Petroleum exploration is all about creating prospects that can yield new discoveries. While classical geochemical technologies; such as, standard biomarker analysis and correlation by isotopes of oils and oil fractions are extremely useful. They have already been available for more than three decades and been applied to most of the mature basins in the world. Therefore, classical analytical methods are unlikely to support new exploration ideas. Repeating the same analyses in the same basins time and time again will most likely not result in startlingly new play ideas or discoveries. Geochemical techniques based on diamondoids can provide the necessary crucial information to reach those objectives that were previously unattainable, filling mature basins with new exploratory opportunities.

Quantitative diamondoid analysis (QDA) is used for determining the maturity of any oil sample in both conventional and unconventional applications. The high degree of accuracy needed for application of this method is achieved by spiking the liquids with deuterated diamondoids before GCMS analysis. More recently, the ability to perform source correlations by using diamondoids has been developed. These correlation methods have an advantage over all others due to the thermal stability and recalcitrancy of diamondoids toward biodegradation. Thereby, all bitumen and oil samples (condensate, biodegraded oil, black oil) can be correlated by diamondoids. One method (called quantitative extended diamondoid analysis or QEDA) is based on quantitative analysis of large diamondoid molecules, eight compounds ranging from tetramantanes to pentamantanes to cyclohexamantane, which occurs in several isomeric structures that can be displayed in a similar fashion to biomarker fingerprints and ternary diagrams. A second approach is to measure the diamondoid carbon-isotope ratios. Application of these diamondoid technologies often reveals oil-source mixtures that have been consistently missed in all previous basin studies.

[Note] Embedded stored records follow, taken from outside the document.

PR #209, opened 2018-05-02
Repsect page breaks alone in a line

### LINKED ISSUE #208: Do not delete page break characters if they are a line's only character
I make heavy use of page breaks to organize and jump around my code. I know it's not a very fashionable thing to do but I think it's a reasonable feature to ask for.

fakedrake:
Page breaks are an old but effective way of bookmarking a file. They
usually are single character lines. Stylish removes them as whitespace
characters, and they are from the compiler's point of view but not
from an editor's perspective.

Resolves #208


jaspervdj:
Thanks!

PR #212, opened 2018-06-15
command in README is not working in current version

bigsleep:
```
curl -sL https://raw.github.com/jaspervdj/stylish-haskell/master/scripts/latest.sh | sh -s .
```
this command is not working in current version.

Install by stack is easy and maybe no one using this command.

I fixed the script, but maybe just remove from README is another option.


jaspervdj:
@lwm Can you review this?  LGTM

PR #226, opened 2018-12-06
Update bounds on yaml and aeson

DanBurton:
When I said in https://github.com/jaspervdj/stylish-haskell/pull/225 that I had tested against nightly-2018-12-05, I was apparently mistaken. These constraints also need to be relaxed in order to be compatible with the new `aeson` and `yaml` releases.


brandon-leapyear:
Also #227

Compound specific isotope analysis of biomarkers (CSIA-B) is another revolutionary method. CSIA-B can be used for determining geological provenance and oil and extract correlations far exceeding the capability of biomarker analysis by GCMS. When employed in conjunction with diamondoids, CSIA-B leads to a better understanding of depositional environment and source facies relationships and helps to determine the components of oil mixtures.

Advantages of applying these methods to basin analysis in order to elucidate better basin models will be demonstrated by examples from Brazil, Alaska, the Middle East and elsewhere.